> _ACTION ITEM_: Print the records exactly. Every mark must remain.

*** EXTRACTED RECORDS ***

PR #199, opened 2026-08-20
Decode the last legacy-corpus failures: v20 layer separators and per-build guide-line tails

iamahsanmehmood:
## Summary

Marco's follow-up to #194 — he kept sweeping the 186-file real-project corpus after that PR was already merged and pushed a 6th commit to his fork's `fix-legacy-bugs` branch, but since the PR was closed by then it never landed. Cherry-picked here (author preserved) to get it into `main`.

Closes out the last remaining corpus failures — the three 2020 "salinas" files and the 2017 "Iglesia la Barrera Final" file, all in `packages/python/src/openskp/legacy.py`:

1. **v20 layer lists** (model-level and per-definition) interleave a null object-ref after each layer record; the declared count is the number of real layers, not items. The old counting walked off mid-list on any v20 file with several layers (surfaced as "definition-list anchor is None" / "implausible definition count"). Now counts parsed layers, skips the separators, and stops early if a back-ref (the anchor) arrives.

2. **v20 can drop its undocumented filler right after a definition's decl field**, swallowing the u32 that normally follows the count. The filler helper now also runs there (v20 only), and the count anchor is hardened to try up to three earlier positions since the count's low byte can legitimately be zero.

3. **`CConstructionLine`'s trailing block varies by SketchUp's writing build**, not cleanly by version (7 bytes on the v17 calibration corpus, 4 on v16 and a real v18, 0 on another real v17). Now self-calibrated per archive on the file's first guide line instead of assumed from the version number.

Also corrects a real bug in the existing v20 fixture test: `gondola_v20.skp` genuinely carries a second layer ("Gondulas Laterais") that the old counting silently dropped — the test had enshrined the bug as correct behavior.

## Validation (from Marco's PR #194 comment)

- Corpus now **186/186** (up from 182/186 after #194) — the 3 "salinas" project files (309/192/186 defs, up to 113,875 faces and 3,396 instances) and the "Iglesia la Barrera Final" file (295 defs, 42,820 faces, 123 layers) all parse completely.
- Previously-passing corpus fingerprint-identical.
- All six files that ever failed also verified visually in IngeTrazo against SketchUp Web, side by side.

*** End of EXTRACTED RECORDS ***

> _TASK OUTPUT_:
PR #199, opened 2026-08-20
Decode the last legacy-corpus failures: v20 layer separators and per-build guide-line tails

iamahsanmehmood:
## Summary

Marco's follow-up to #194 — he kept sweeping the 186-file real-project corpus after that PR was already merged and pushed a 6th commit to his fork's `fix-legacy-bugs` branch, but since the PR was closed by then it never landed. Cherry-picked here (author preserved) to get it into `main`.

Closes out the last remaining corpus failures — the three 2020 "salinas" files and the 2017 "Iglesia la Barrera Final" file, all in `packages/python/src/openskp/legacy.py`:

1. **v20 layer lists** (model-level and per-definition) interleave a null object-ref after each layer record; the declared count is the number of real layers, not items. The old counting walked off mid-list on any v20 file with several layers (surfaced as "definition-list anchor is None" / "implausible definition count"). Now counts parsed layers, skips the separators, and stops early if a back-ref (the anchor) arrives.

2. **v20 can drop its undocumented filler right after a definition's decl field**, swallowing the u32 that normally follows the count. The filler helper now also runs there (v20 only), and the count anchor is hardened to try up to three earlier positions since the count's low byte can legitimately be zero.

3. **`CConstructionLine`'s trailing block varies by SketchUp's writing build**, not cleanly by version (7 bytes on the v17 calibration corpus, 4 on v16 and a real v18, 0 on another real v17). Now self-calibrated per archive on the file's first guide line instead of assumed from the version number.

Also corrects a real bug in the existing v20 fixture test: `gondola_v20.skp` genuinely carries a second layer ("Gondulas Laterais") that the old counting silently dropped — the test had enshrined the bug as correct behavior.

## Validation (from Marco's PR #194 comment)

- Corpus now **186/186** (up from 182/186 after #194) — the 3 "salinas" project files (309/192/186 defs, up to 113,875 faces and 3,396 instances) and the "Iglesia la Barrera Final" file (295 defs, 42,820 faces, 123 layers) all parse completely.
- Previously-passing corpus fingerprint-identical.
- All six files that ever failed also verified visually in IngeTrazo against SketchUp Web, side by side.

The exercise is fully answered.